> [ACTIVITY]:
Please report every line in the entries that contains the string "notificationIndicator".
*** Opening of EXERCISE DATA ***
PR #1902, opened 2020-02-17
Add notifications indicator to uniButton

xitronix:


universal-login-provider/src/ULIFrameProvider.ts
```diff
@@ -99,9 +112,17 @@ export class ULIFrameProvider {
     this.setDashboardVisibility(false);
   }
 
+  private setElementVisibility = (element: HTMLDivElement, isVisible: boolean) => {
```
Marik-D: Can be reduced to something like https://github.com/UniLogin/UniLogin/blob/master/universal-login-provider/src/ULIFrameProvider.ts#L74

universal-login-provider/src/ULIFrameProvider.ts
```diff
@@ -57,11 +58,23 @@ export class ULIFrameProvider {
       case 'ul_ready':
         this.isReady.set(true);
         break;
+      case 'ul_set_notification_indicator':
+        this.isNewNotifications.set(msg.params[0]);
+        this.setNotificationsIndicator(this.isNewNotifications.get());
```
Marik-D: Instead of calling this function every time the state is set, you can just subscribe to the state in `initUlButton`.
I've added a possible implementation below

universal-login-provider/src/ULIFrameProvider.ts
```diff
@@ -114,7 +135,20 @@ export class ULIFrameProvider {
 
     element.innerHTML = `
       <img src="${this.config.logoUrl}" alt="U" >
+      <div id='uni-notifications'></div>
     `;
+    const notificationIndicator = element.getElementsByTagName('div')[0];
```
Marik-D: Adding something like this here should simplify the code above
```typescript
this.isNewNotifications.pipe(forEach(hasNotifications => { notificationIndicator.style.display = hasNotifications ? 'block' : 'none' }))
```
This would also make `setNotificationsIndicator` method unneeded

universal-login-provider/src/ULIFrameProvider.ts
```diff
@@ -13,6 +13,7 @@ export class ULIFrameProvider {
   private iframe: HTMLIFrameElement;
   private bridge: RpcBridge;
   private isReady = new State(false);
+  private isNewNotifications = new State(false);
```
Marik-D: Rename to `hasNotifications`

universal-login-provider/src/ULIFrameProvider.ts
```diff
@@ -99,9 +112,17 @@ export class ULIFrameProvider {
...
+      Object.assign(element.style, {display: 'block'});
+    } else {
+      Object.assign(element.style, {display: 'none'});
+    }
+  };
+
   private boundOpenDashboard = this.openDashboard.bind(this);
 
-  initUlButton(element: HTMLButtonElement) {
+  initUlButton(element: HTMLButtonElement, isNewNotifications: boolean) {
```
Marik-D: Since you have access to `this.isNewNotifications` you can omit this parameter and just access the field directly

universal-login-web3/src/ULWeb3Provider.ts
```diff
@@ -40,9 +40,11 @@ export class ULWeb3Provider implements Provider {
   private readonly sdk: UniversalLoginSDK;
   private readonly walletService: WalletService;
   private readonly uiController: UIController;
+  private unsubscribeNotifications: Nullable<Function> = null;
 
   readonly isLoggedIn: Property<boolean>;
   readonly isUiVisible: Property<boolean>;
+  readonly isNewNotifications: State<boolean> = new State(false);
```
Marik-D: I think the code would be better if this property would be a part of `DeployedWallet`'s interface. So something like:
```typescript
class DeployedWallet {
...
  private readonly pendingAuthorizationsState = new State<Notification[]>()
  public  readonly pendingAuthorizations = pendingAuthorizationsState.pipe(
    withEffect(() => this.subscribeAuthorizations(x => this.pendingAuthorizationsState.set(x))),
  )
...
}
```

Than `isNewNotifications` can be declaratively expressed as:
```typescript
readonly isNewNotifications = this.walletService.walletState.pipe(
  map(walletState => {
    if(walletState.kind === 'Deployed') {
       return walletState.deployedWallet.pendingAuthorizations.pipe(
             map(pendingAuthorizations => pendingAuthorizations.length > 0)
       )
     } else {
       return new State(false) // we cannot just return `false` here since the other brach of the `if` statement has the type `Property<boolean>`
    }
  }),
  flat,  // the `map` function above returned `Property<Property<boolean>>` which we can reduce to `Property<boolean>` using the `flat` operator
)
```

xitronix: i think we don't want by default subscribe AuthorisationObserver. If we would it will be next PR

universal-login-provider/src/ULIFrameProvider.ts
```diff
@@ -57,11 +58,23 @@ export class ULIFrameProvider {
...
+        this.hasNotifications.set(msg.params[0]);
+        this.setNotificationsIndicator(this.hasNotifications.get());
+        break;
       default:
         this.sendUpstream(msg, cb);
     }
   }
 
+  private setNotificationsIndicator(hasNotifications: boolean) {
+    const uniButton = document.getElementById('unilogin-button');
```
JustynaBroniszewska: `unilogin-button` should be extracted

universal-login-provider/src/ULIFrameProvider.ts
```diff
@@ -114,7 +131,20 @@ export class ULIFrameProvider {
 
     element.innerHTML = `
       <img src="${this.config.logoUrl}" alt="U" >
+      <div></div>
```
JustynaBroniszewska: Why not use id e.g. `unilogin-button-notification`?

xitronix: I removed id. Because when i want operate on unilogin-button-notification only when button exists. So i get this element from ulButtonElement

universal-login-web3/src/ULWeb3Provider.ts
Marik-D: The code above will only subscribe to authorisations when somebody starts observing the property. I think it would be better to do it in this PR so not to introduce the complex subscription handling logic in `ULWeb3Provider` which is already has a lot of stuff in it.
*** Close of EXERCISE DATA ***
> [THE ANSWER]:
+    const notificationIndicator = element.getElementsByTagName('div')[0];
this.isNewNotifications.pipe(forEach(hasNotifications => { notificationIndicator.style.display = hasNotifications ? 'block' : 'none' }))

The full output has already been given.